Indifference kills lame trolls.
All
stolen from here.
When I was a child, to be told that I am unattractive was one of the worst things that could happen to me. I bought the whole ideal of beauty in media: to be thin, to be tall, to be pale complexioned.
Which is daft since:
a) Though I was slender (note the past tense), I'm not media-friendly thin.
b) I was short until I hit 15.
c) I'm a Malay - tan is my default colour.
Luckily for me, I somehow developed this idea that it's okay to not be pretty by the time I was around eleven or so. I gloried in not fitting the ideal, and I stopped scrutinising people for pleasing or unpleasant features or appearances.
Life is so much easier when you don't care what people think of your looks.
When I was sixteen, I attended a co-ed school and got me a pretty nasty culture shock. My idea of what teenage co-ed life was pretty much gleaned from television shows like Saved by the Bell. I had no idea that boys are so much more mealy-mouthed and gossip hungry than girls. Heck, they are even bitchier.
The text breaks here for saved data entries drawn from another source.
PR #1122, opened 2022-01-10
Exploit s390's new and enhanced PCI memory I/O (MIO) instructions

niklas88:
Hi All,

In the existing MMIO implementation s390 relies on special syscalls to
access PCI memory. This was necessary as s390 originally only had
special privileged instructions for accessing PCI memory. With z15
however comes support for 4 new PCI memory I/O (MIO) instructions which
operate on virtually mapped PCI memory spaces.

While these are still special PCI access instructions instead of real
MMIO they behave much more like standard MMIO access. There is a load
like instruction _pcilgi_, a store like instruction _pcistgi_ a block store
variant for efficient memcpy _pcistbi_ and a write barrier instruction
_pciwb_. The load and store variants always operate on a 64 bit register
but only load/store the right most  bytes of the register controlled by
a length value in a paired register (even numbered register rN + odd
numbered register r(N+1)).

As the previous PCI instructions did not operate on virtual memory
mappings at all a kernel using them does not setup virtual memory
mappings and thus can't support user-space using the new instructions.

Also as use of PCI MIO instructions can be disabled via the
`pci=nomio` kernel parameter we can't solely rely on hardware support and
kernel version. Instead Linux exposes whether PCI MIO instructions are
enabled via an ELF hardware capability. With this patch we check for
this capability and if enabled use the newly introduced PCI MIO
instructions for MMIO access and barriers.

**Note to reviewers:** One thing I'm not sure about is the handling of the
ELF hardware capability in udma_barrier.h. Because that is used without
mmio.h/mmio.c at least in the compile test for DMA coherency support.
So I didn't want to add a dependency to the `extern s390_mio_supported`
variable. Instead I added a separate `getauxval()` call but that doesn't
seem ideal either, I couldn't measure any performance impact even on
a 100 Gbit/s card but still it's kind of unnecessary overhead.

Thanks,
Niklas

### DIFF
--- a/CMakeLists.txt
+++ b/CMakeLists.txt
@@ -502,8 +502,11 @@ check_type_size("long" SIZEOF_LONG BUILTIN_TYPES_ONLY LANGUAGE C)
 # Determine if this arch supports cache coherent DMA. This isn't really an
 # arch specific property, but for our purposes arches that do not support it
 # also do not define wmb/etc which breaks our compile.
+# As a special case s390x always has coherent DMA but needs linking for its wmb
 CHECK_C_SOURCE_COMPILES("
+#if !defined(__s390x__)
 #include \"${CMAKE_CURRENT_SOURCE_DIR}/util/udma_barrier.h\"
+#endif
  int main(int argc,const char *argv[]) {return 0;}"
   HAVE_COHERENT_DMA)
 
@@ -608,6 +611,21 @@ RDMA_Check_C_Compiles(HAVE_GLIBC_FXSTAT "
  int main(int argc,const char *argv[]) {
  struct stat stat = {};  __fxstat(0, 0, &stat);  return 0;}")
 RDMA_DoFixup("${HAVE_GLIBC_FXSTAT}" "sys/stat.h")
+
+
+# glibc before 2.35 does not necesarily define the HWCAP_S390_PCI_MIO hardware
+# capability bit constant. Check for it and if necessary shim it in such that
+# kernel support for PCI MIO instructions can always be checked.
+RDMA_Check_C_Compiles(HAVE_GLIBC_HWCAP_S390_PCI_MIO "
+ #if defined(__s390x__)
+ #include <sys/auxv.h>
+ int main(int argc, const char *argv[]) {
+ return !!(getauxval(AT_HWCAP) & HWCAP_S390_PCI_MIO);}
+ #else
+ int main(int argc, const char *argv[]) {return 0;}
+ #endif
+ ")
+RDMA_DoFixup("${HAVE_GLIBC_HWCAP_S390_PCI_MIO}" "sys/auxv.h")
 
 #-------------------------
 # Build Prep
@@ -805,4 +823,7 @@ if (NOT HAVE_TARGET_SSE)
 endif()
 if (NOT DRM_INCLUDE_DIRS)
   message(STATUS " DMABUF NOT supported (disabling some tests)")
+endif()
+if (NOT HAVE_GLIBC_HWCAP_S390_PCI_MIO )
+  message(STATUS " Glibc version does not contain the HWCAP_S390_PCI_MIO bit, using shim version")
 endif()
--- a/util/CMakeLists.txt
+++ b/util/CMakeLists.txt
@@ -20,6 +20,7 @@ set(C_FILES
 if (HAVE_COHERENT_DMA)
   publish_internal_headers(util
     mmio.h
+    s390_mmio_insn.h
     udma_barrier.h
     )
 
--- a/util/mmio.c
+++ b/util/mmio.c
@@ -6,6 +6,73 @@
 #include <pthread.h>
 #include <stdbool.h>
 
+#ifdef __s390x__
+#include <sys/auxv.h>
+#include <ccan/minmax.h>
+
+bool s390_is_mio_supported;
+
+static __attribute__((constructor)) void check_mio_supported(void)
+{
+	s390_is_mio_supported = !!(getauxval(AT_HWCAP) & HWCAP_S390_PCI_MIO);
+}
+
+typedef void (*mmio_memcpy_x64_fn_t)(void *, const void *, size_t);
+/* This uses the STT_GNU_IFUNC extension to have the dynamic linker select the
+   best above implementations at runtime. */
+#if HAVE_FUNC_ATTRIBUTE_IFUNC
+void mmio_memcpy_x64(void *, const void *, size_t)
+	__attribute__((ifunc("resolve_mmio_memcpy_x64")));
+static mmio_memcpy_x64_fn_t resolve_mmio_memcpy_x64(uint64_t);
+#else
+__asm__(".type mmio_memcpy_x64, %gnu_indirect_function");
+write64_fn_t resolve_mmio_memcpy_64(uint64_t)
+	__asm__("mmio_memcpy_x64");
+#endif
+
+#define S390_MAX_WRITE_SIZE 128
+#define S390_BOUNDARY_SIZE (1 << 12)
+#define S390_BOUNDARY_MASK (S390_BOUNDARY_SIZE - 1)
+
+static uint8_t get_max_write_size(void *dst, size_t len)
+{
+	size_t offset = ((uint64_t __force)dst) & S390_BOUNDARY_MASK;
+	size_t size = min_t(int, len, S390_MAX_WRITE_SIZE);
+
+	if (likely(offset + size <= S390_BOUNDARY_SIZE))
+		return size;
+
+	return S390_BOUNDARY_SIZE - offset;
+}
+
+static void mmio_memcpy_x64_mio(void *dst, const void *src, size_t bytecnt)
+{
+	size_t size;
+
+	/* Input is 8 byte aligned 64 byte chunks. The alignment matches the
+	 * requirements of pcistbi but we must not cross a 4K byte boundary.
+	 */
+	while (bytecnt > 0) {
+		size = get_max_write_size(dst, bytecnt);
+		if (size > 8)
+			s390_pcistbi(dst, src, size);
+		else
+			s390_pcistgi(dst, *(uint64_t *)src, 8);
+		src += size;
+		dst += size;
+		bytecnt -= size;
+	}
+}
+
+mmio_memcpy_x64_fn_t resolve_mmio_memcpy_x64(uint64_t hwcap)
+{
+	if (hwcap & HWCAP_S390_PCI_MIO)
+		return &mmio_memcpy_x64_mio;
+	else
+		return &s390_mmio_write_syscall;
+}
+#endif /* __s390x__ */
+
 #if SIZEOF_LONG != 8
 
 static pthread_spinlock_t mmio_spinlock;
--- a/util/mmio.h
+++ b/util/mmio.h
@@ -67,58 +67,60 @@
    code is always identical.
 */
 #ifdef __s390x__
-#include <unistd.h>
-#include <sys/syscall.h>
-
-/* s390 requires a privileged instruction to access IO memory, these syscalls
-   perform that instruction using a memory buffer copy semantic.
-*/
-static inline void s390_mmio_write(void *mmio_addr, const void *val,
-				   size_t length)
-{
-	// FIXME: Check for error and call abort?
-	syscall(__NR_s390_pci_mmio_write, mmio_addr, val, length);
-}
-
-static inline void s390_mmio_read(const void *mmio_addr, void *val,
-				  size_t length)
-{
-	// FIXME: Check for error and call abort?
-	syscall(__NR_s390_pci_mmio_read, mmio_addr, val, length);
-}
+#include <util/s390_mmio_insn.h>
 
 #define MAKE_WRITE(_NAME_, _SZ_)                                               \
 	static inline void _NAME_##_be(void *addr, __be##_SZ_ value)           \
 	{                                                                      \
-		s390_mmio_write(addr, &value, sizeof(value));                  \
+		if (s390_is_mio_supported)                                     \
+			s390_pcistgi(addr, value, sizeof(value));              \
+		else                                                           \
+			s390_mmio_write_syscall(addr, &value, sizeof(value));  \
 	}                                                                      \
 	static inline void _NAME_##_le(void *addr, __le##_SZ_ value)           \
 	{                                                                      \
-		s390_mmio_write(addr, &value, sizeof(value));                  \
+		if (s390_is_mio_supported)                                     \
+			s390_pcistgi(addr, value, sizeof(value));              \
+		else                                                           \
+			s390_mmio_write_syscall(addr, &value, sizeof(value));  \
 	}
 #define MAKE_READ(_NAME_, _SZ_)                                                \
 	static inline __be##_SZ_ _NAME_##_be(const void *addr)                 \
 	{                                                                      \
 		__be##_SZ_ res;                                                \
-		s390_mmio_read(addr, &res, sizeof(res));                       \
+		if (s390_is_mio_supported)                                     \
+			res = s390_pcilgi(addr, sizeof(res));                  \
+		else                                                           \
+			s390_mmio_read_syscall(addr, &res, sizeof(res));       \
 		return res;                                                    \
 	}                                                                      \
 	static inline __le##_SZ_ _NAME_##_le(const void *addr)                 \
 	{                                                                      \
 		__le##_SZ_ res;                                                \
-		s390_mmio_read(addr, &res, sizeof(res));                       \
+		if (s390_is_mio_supported)                                     \
+			res = s390_pcilgi(addr, sizeof(res));                  \
+		else                                                           \
+			s390_mmio_read_syscall(addr, &res, sizeof(res));       \
 		return res;                                                    \
 	}
 
 static inline void mmio_write8(void *addr, uint8_t value)
 {
-	s390_mmio_write(addr, &value, sizeof(value));
+	if (s390_is_mio_supported)
+		s390_pcistgi(addr, value, sizeof(value));
+	else
+		s390_mmio_write_syscall(addr, &value, sizeof(value));
 }
 
 static inline uint8_t mmio_read8(const void *addr)
 {
 	uint8_t res;
-	s390_mmio_read(addr, &res, sizeof(res));
+
+	if (s390_is_mio_supported)
+		res = s390_pcilgi(addr, sizeof(res));
+	else
+		s390_mmio_read_syscall(addr, &res, sizeof(res));
+
 	return res;
 }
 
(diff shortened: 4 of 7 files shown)


rleon:
I honestly don't know what to do this PR.
It is all black magic for me :(.

niklas88:
> I honestly don't know what to do this PR. It is all black magic for me :(.

It is quite special so that's understandable. Sadly I can't currently refer you to a specification but I'm here to answer
questions. Also, while I tried to give a good summary in the commit message I do realize I might
have missed giving some context being very deep in the topic myself.

First some general s390 PCI and I/O background:
* s390 historically doesn't have MMIO but does have DMA. Instead of using MMIO, I/O is done with special I/O CPU
  instructions and so called [Channel I/O](https://en.wikipedia.org/wiki/Channel_I/O) devices of which some are backwards compatible to the original channel I/O devices which predate PCI by about 35 years. So a lot of history there.
* Today's channel devices use PCIe on the physical layer but this is entirely hidden from the OS.
* As there already was physical PCI, support for the OS talking to normal PCI devices was introduced. Because there
  was no concept of MMIO this was done with special PCI load/store instructions that refer to PCI BARs with a handle plus a 
  BAR number plus an offset not via a virtual address.
* In Linux the above old style PCI instructions are used with an indirect to adapt them for `ioread()`/`iowrite()`
  which of course refer to PCI BARs with an `__iomem` address. I.e. the PCI support fakes MMIO for the rest of the kernel.
* Because the above limits performance and is kind of an ugly hack in Linux new instructions were added
  that refer to PCI memory with a virtual address. These new style instructions behaves more like MMIO except that one
  can only access the mapped I/O memory with these select instructions. Any other access like a normal load
  from this mapping will result in an addressing exception. This also added support for Write Combining and
  an explicit barrier. Also unlike the old instructions these may be executed in user-space.
* The new PCI instructions are currently not available in KVM or z/VM guests so co-exist with the old style
  and we need to switch between them at boot time to support the same kernel image on both.

I can also give some more pointers to related code in the Linux Kernel:
* `arch/s390/pci/pci_insn.c`: This is where the PCI instructions are defined. Both the legacy ones (`_fh` suffix) and the new ones (`_mio` suffix).   As in this PR this uses the `.insn` ASM thing because the assembler doesn't know the mnemonic. The wrapping functions are then used to implement `ioread()`/`iowrite()` in the kernel via the following define/call chain:
```
iowrite64 → writeq → __raw_writeq (in include/asm-generic/io.h)
__raw_writeq → zpci_write_u64 (in arch/s390/include/io.h)
zpci_write_u64 → zpci_store  (in arch/s390/include/pci_io.h)
zpci_store → zpci_store_fh (old style) or __pcistg_mio (new style) (in arch/s390/pci/pci_insn.c)
```
* `arch/s390/pci/pci_mmio.c`: This is the implementation for the syscall that the current rdma-core code calls for s390. Note that this already had to be updated to work at all when the kernel uses the newer instructions, this was commit f058599e22d ("s390/pci: Fix s390_mmio_read/write with MIO"). Sadly that one required even darker magic to basically do what this patch does but from kernel space and as if it was executed by user-space. You can see the same `pcilgi`, `pcistgi` and `pcistbi` again encoded via the raw `.insn`  thing. They are however surrounded with extra incantations using an instruction called `sacf` (Set Address Control Fast) to execute the PCI loads/stores with the syscall invoking user-space address space. This of course adds overhead compared with the user-space implementation in this PR though our syscalls are quite fast so it's less than one might think.

util/mmio.c
```diff
@@ -6,6 +6,21 @@
 #include <pthread.h>
 #include <stdbool.h>
 
+#ifdef __s390x__
+#include <sys/auxv.h>
+
+int s390_mio_supported;
```
jgunthorpe, line 12: bool

util/mmio.h
```diff
@@ -69,10 +69,64 @@
 #ifdef __s390x__
 #include <unistd.h>
 #include <sys/syscall.h>
-
-/* s390 requires a privileged instruction to access IO memory, these syscalls
-   perform that instruction using a memory buffer copy semantic.
+#include <sys/auxv.h>
+
+/* s390 requires special instructions to access IO memory. Originally there
```
jgunthorpe, line 74: This stuff should not be compiled except on s390, and probably be in its own header too

util/mmio.h
```diff
@@ -69,10 +69,64 @@
...
+/* The following pcilgi and pcistgi instructions allow IO memory access from
+   user-space but are only available on z15 and newer.
 */
+static inline uint64_t s390_pcilgi(const void *ioaddr, size_t len)
+{
+	union register_pair ioaddr_len = {.even = (uint64_t)ioaddr, .odd = len};
+	uint64_t val;
+
+	asm volatile (
+		"       .insn   rre,0xb9d60000,%[val],%[ioaddr_len]\n"
```
jgunthorpe, line 100: Please put the actualy mmenoic form of the instruction in a comment...

util/mmio.h
```diff
@@ -90,38 +144,56 @@ static inline void s390_mmio_read(const void *mmio_addr, void *val,
 #define MAKE_WRITE(_NAME_, _SZ_)                                               \
 	static inline void _NAME_##_be(void *addr, __be##_SZ_ value)           \
 	{                                                                      \
-		s390_mmio_write(addr, &value, sizeof(value));                  \
+		if (likely(s390_mio_supported))                                \
```
jgunthorpe, line 147: Do not annotate with likely, you can't know at compile time which leg the running system will prefer but the branch predictor can..

util/mmio.h
```diff
@@ -206,11 +278,47 @@ __le64 mmio_read64_le(const void *addr);
...
+	int size;
+
+	if (unlikely(!s390_mio_supported))
+		s390_mmio_write(dst, src, bytecnt);
+
+	while (bytecnt > 0) {
+		size = s390_get_max_write_size((uint64_t __force) dst,
+					       (uint64_t) src, bytecnt,
+					       S390_PCI_MAX_WRITE_SIZE);
+		if (size > 8) /* main path */
```
jgunthorpe, line 305: x64 is always chunks of exactly 64 bytes, all this logic seems impossible

util/udma_barrier.h
```diff
@@ -194,10 +194,29 @@
...
+
+static inline void s390_pciwb(void)
+{
+#ifdef HWCAP_S390_PCI_MIO
+	/* As udma_barrier.h is stand alone we can't access
+	   the s390_mio_enabled variable used in mmio.h. Instead just check
+	   the ELF HWCAP directly which in testing seems to have very low
+	   overhead.
+	 */
+	if (!(getauxval(AT_HWCAP) & HWCAP_S390_PCI_MIO))
```
jgunthorpe, line 212: This should be preloaded too

jgunthorpe: This is also only meaningful with WC memory, does s390 have that?

util/mmio.h
niklas88: Ah, thanks, didn't realize this restriction. So you're saying the the bytecnt is always a multiple of 8, in that case yes we can greatly simplify this and get rid of the whole `s390_get_max_write_size()` thing.  I somehow read it as a general `mmio_memcpy()` and thought the x64 referred to the fact that it's only available on architectures with a 64 bit atomic.

jgunthorpe: Not 8 bytes, 64 bytes. This is designed to be optimal for entire cache lines

util/udma_barrier.h
niklas88: Yes we do. Do you have a suggestion for where to put the preloading?

util/mmio.h
niklas88: Makes sense, will do.

util/udma_barrier.h
jgunthorpe: You might just do all of this like we did sse on x86 with HAVE_FUNC_ATTRIBUTE_IFUNC

util/mmio.h
niklas88: Will do

util/udma_barrier.h
niklas88: I'll look into it. I'd assume since this is a linker thing it can't be used in a header inline function though because they get inline before the code is been by the linker so I would still need a `.c` file, no?

jgunthorpe: Yes, like we did for sse

jgunthorpe: You'd do it for s390_mmio_Write and inline the pcistgi stuff in the C file

util/mmio.h
niklas88: @jgunthorpe if this is designed for entire cache lines can I also assume that `dst` and `src` are 64 byte aligned?

util/udma_barrier.h
niklas88: Ok sure that's doable but what would I do here for the `mmio_flush_write()`?

jgunthorpe: Same thing, just one implementation is a NOP

util/mmio.h
jgunthorpe: I can't remember,  think it is only 8 bytes required.

util/udma_barrier.h
niklas88: I meant more which C file to put it in. The `udma_barrier.h` is also directly included in a compile test snippet for `HAVE_COHERENT_DMA` so that would then also have to compile that in.

jgunthorpe: Just make a new one for this s390 stuff. The compile test may need to be changed to avoid linking.

util/mmio.h
niklas88: Thanks

niklas88: Sorry for the confusion yesterday, I realized later that we still need another restriction currently ensured by `s390_get_max_write_size()` the `pcistbi` instruction can't normally write accross a 4096 byte boundary in the MMIO destination. So we will need some logic there.

util/udma_barrier.h
niklas88: @jgunthorpe I'm still wondering about IFUNC attribute vs a flag like in this version. With the flag I understand the disadvantage is the global variable I would however guess that it has less overhead because all the `readNN_be/le()` functions are inlined with a known length at compile-time. Also we don't have the function call overhead with the flag boiling down to a single load that as you correctly pointed out is likely well predicted by the branch predictor. How would you feel about the following setup.
* S390 PCI instruction wrappers in `util/s390_mmio.h` and the `MAKE_READ/WRITE` macros. This would be included in `util/mmio.h` and `util/udma_barrier.h` and would use a flag. As you said we need to avoid linking in the compile test either way.
* S390 `mmio_memcpy_x64()` in `util/mmio.c` either with IFUNC or the flag, here the function call overhead is spread over a larger data size and we usually don't know the length at compile time so inlining is less important. Personally I find the IFUNC harder to read than a flag, at least when it's not available as an attribute. Either way I don't think we need to have `mmio_memcpy_x64()` in a header.

niklas88:
@jgunthorpe I have pushed an updated version with the following changes:
* Moved PCI instruction wrapper functions to `util/s390_pci_insn.h`
* Dropped `likely()` around flag check
* Moved `mmio_memcpy_x64()` to `util/mmio.c`. Simplified `get_s390_max_write_size()`. The 8 byte alignment matches the requirements of `pcistbi` but we need to make sure not to cross a 4K boundary.
* Added flag check for `mmio_flush_writes()` and include `util/s390_pci_insn.h`, this needed a s390 special check for the compile test
* Added loop for retrying `pcistgi` in case hardware indicates being busy, this matches the kernel implementation but should be very rarely needed and isn't currently handled by the syscall implementation.

I did not use the IFUNC mechanism in this version because I think a flag is simpler and allows us save the function call overhead for the simple load/store case where I'd also expect more gain from inlining especially since the length parameter
will always be known at compile time for these.

util/CMakeLists.txt
```diff
@@ -20,6 +20,7 @@ set(C_FILES
 if (HAVE_COHERENT_DMA)
   publish_internal_headers(util
     mmio.h
+    s390_mmio_insn.h
```
jgunthorpe, line 23: Keep sorted please

util/mmio.c
```diff
@@ -6,6 +6,59 @@
...
+		return size;
+
+	return S390_BOUNDARY_SIZE - offset;
+}
+
+void mmio_memcpy_x64(void *dst, const void *src, size_t bytecnt)
+{
+	size_t size;
+
+	if (!s390_is_mio_supported)
```
jgunthorpe, line 43: See, this is a good place to use ifunc, you already too the function call, may as well land on the right function directly..

jgunthorpe (changes requested):

util/CMakeLists.txt
niklas88: @jgunthorpe I'm confused, this is alphabetically sorted. First letters are "m", "s", "u"?

niklas88: Sorry I'm a little confused. the `mmio.h`, `s390_mmio_insn.h`, and `udma_barrier.h` are alphabetically sorted and `util` is just the destination so needs to be the first argument to `publish_internal_headers()`. What am I missing?

jgunthorpe: Opps my mistake, it is right

niklas88:
I just pushed a new version with the following changes:

* Use `__attribute__((ifunc))` for `mmio_memcpy_x64()`. Talking to our toolchain team it turns out on s390 we actually get the ELF hwcaps as argument to the resolver function so that turns out nicely. The toolchain folks mentioned that on s390 there shouldn't really be a window where the attribute doesn't work but the binutils support does but I still included the fallback to be consistent with the x86_64 ifunc use.
* I signed the commit with GPG. Mostly as an exercise as I recently created this [key](https://keyserver.ubuntu.com/pks/lookup?search=schnelle%40linux.ibm.com&fingerprint=on&op=index). It does have signatures from the s390 kernel maintainers and some other IBM folks as well as my ancient University times keys though.
* I did some basic testing of the `mmio_memcpy_x64()` function as it doesn't seem to be called by a simple `qperf -cm1 rc_bw` test. Also tested the ifunc mechanism

util/mmio.c
niklas88: @jgunthorpe should be resolved in the newly pushed v3

util/mmio.c
```diff
@@ -6,6 +6,77 @@
...
+			s390_pcistgi(dst, *(uint64_t *)src, 8);
+		src += size;
+		dst += size;
+		bytecnt -= size;
+	}
+}
+
+mmio_memcpy_x64_fn_t resolve_mmio_memcpy_x64(uint64_t hwcap)
+{
+	if (hwcap & HWCAP_S390_PCI_MIO)
```
niklas88, line 73: Sorry, just noticed I completely forgot the check if `HWCAP_S390_PCI_MIO` is defined here. Will push a fixed version shortly

niklas88: Should be resolved in the latest version.

niklas88:
I just pushed a v5. It is rebased on current master and removes again the busy wait for `pcistgi`. It's pretty embarrassing but while such a busy wait is needed for the old PCI store it isn't for the new one and that was correct in my initial version. When I thought I had missed it I was looking at the wrong specification...

util/mmio.c
```diff
@@ -6,6 +6,81 @@
...
 
+#ifdef __s390x__
+#include <sys/auxv.h>
+#include <ccan/minmax.h>
+
+bool s390_is_mio_supported;
+
+static __attribute__((constructor)) void check_mio_supported(void)
+{
+#ifdef HWCAP_S390_PCI_MIO
```
jgunthorpe, line 17: I'd rather you use the usual shim mechanism for this constant to ensure it is always declared regardless of the libc version. ie have cmake test it and replace sys/auxv.h like we do for other things

util/udma_barrier.h
```diff
@@ -198,12 +198,21 @@
...
 #define mmio_flush_writes() asm volatile("dsb st" ::: "memory");
-#elif defined(__sparc__) || defined(__s390x__)
+#elif defined(__sparc__)
 #define mmio_flush_writes() asm volatile("" ::: "memory")
 #elif defined(__loongarch__)
 #define mmio_flush_writes() asm volatile("dbar 0" ::: "memory")
 #elif defined(__riscv)
 #define mmio_flush_writes() asm volatile("fence ow,ow" ::: "memory")
+#elif defined(__s390x__)
+#include "s390_mmio_insn.h"
```
jgunthorpe, line 208: Why is read and write being defined through udma_barrier.h ?

jgunthorpe (changes requested):
It seems fine, just a few nitpicky things

util/mmio.c
niklas88: Ok, thanks, will look into that.

util/udma_barrier.h
niklas88: I include the `s390_mmio_insn.h` for the `s390_is_mio_supported` flag. One way not to include the read/write would be to move the `MAKE_READ/MAKE_WRITE` to `mmio.h` and keep `s390_mmio_insn.h` just for the flag and the instruction wrappers. Would that be acceptable @jgunthorpe?

jgunthorpe: You can just add an extern for the flag, it doesn't have be in exactly one header. Just be sure to include all the headers that define the extern in the C file that instantiates it.

niklas88: @jgunthorpe I tried that, it causes a redundant redecleration warning in all files which include both.

niklas88: I tried that, sadly it causes a redundant redecleration warning in all files that include both `udma_barrier.h` and `mmio.h`.

niklas88: Now clearly we could work around this with an extra define much like a header guard such that `util/udma_barrier.h` or `util/s390_mmio_insn.h` depending on which comes first. But that's kind of ugly. No?

Personally I think, moving the MAKE_READ/MAKE_WRITE as well as the 8 bit read/write to `util/mmio.h` while including `util/s390_mmio_insn.h` is a clean solution. It even improves the match with the file name, keeping `s390_mmio_insn.h` strictly about the instructions. I also noticed I had the flag check in both the `s390_pciwb()` itself and again in `mmio_flush_writes()` with that removed I find it pretty clean. Basically in `util/udma_barrier.h` we're just left with `#define mmio_flush_writes() s390_pciwb()`

niklas88: I've pushed a v6 with the above idea for you to take a look.

util/mmio.c
niklas88: In v6 that I just pushed, I added a `buildlib/fixup-include/sys-auxv.h` with the `HWCAP_S390_PCI_MIO`. We'll likely have backports for glibc 2.34 for this flag in the major distributions with s390 support anyway but in the code the shim method is definitely nicer than the inline `#ifdef`.

util/udma_barrier.h
jgunthorpe: Oh blah, yes we have to deal with that extra warning in these headers.

jgunthorpe (commented):
It seems OK overall, just do the cmake thing please

CMakeLists.txt
```diff
@@ -609,6 +612,21 @@ RDMA_Check_C_Compiles(HAVE_GLIBC_FXSTAT "
  struct stat stat = {};  __fxstat(0, 0, &stat);  return 0;}")
 RDMA_DoFixup("${HAVE_GLIBC_FXSTAT}" "sys/stat.h")
 
+
+# glibc before 2.35 does not necesarily define the HWCAP_S390_PCI_MIO hardware
+# capability bit constant. Check for it and if necessary shim it in such that
+# kernel support for PCI MIO instructions can always be checked.
+RDMA_Check_C_Compiles(HAVE_GLIBC_HWCAP_S390_PCI_MIO "
```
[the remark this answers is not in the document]
niklas88: Added one at the bottom, wasn't sure before because there's already a Success/Failed message for the check itself.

Case in point: one male school mate cornered me one day and told me that I should stop wearing skirts because my legs are ugly. He said that with an air of smug superiority, as though what he said came down from Mount Hira'.
I sat on a table, and looked down at my legs. They were curvy from ballet and covered with scars from scabs that I peeled before they healed. Most certainly not centerfold worthy.
I looked back at him and smiled.
"And who are you to me that I should care about your opinion? Are you my father? My brother? My boyfriend? Not any of those, right? So why should I care that you think that my legs are ugly?"
That was the first time I saw a Malay boy blush.
And frankly, if you are not going to pay for a new dress for me, or treatment for my ugly-ass appearance, why do you need to tell me what I already know? Bodoh, is it?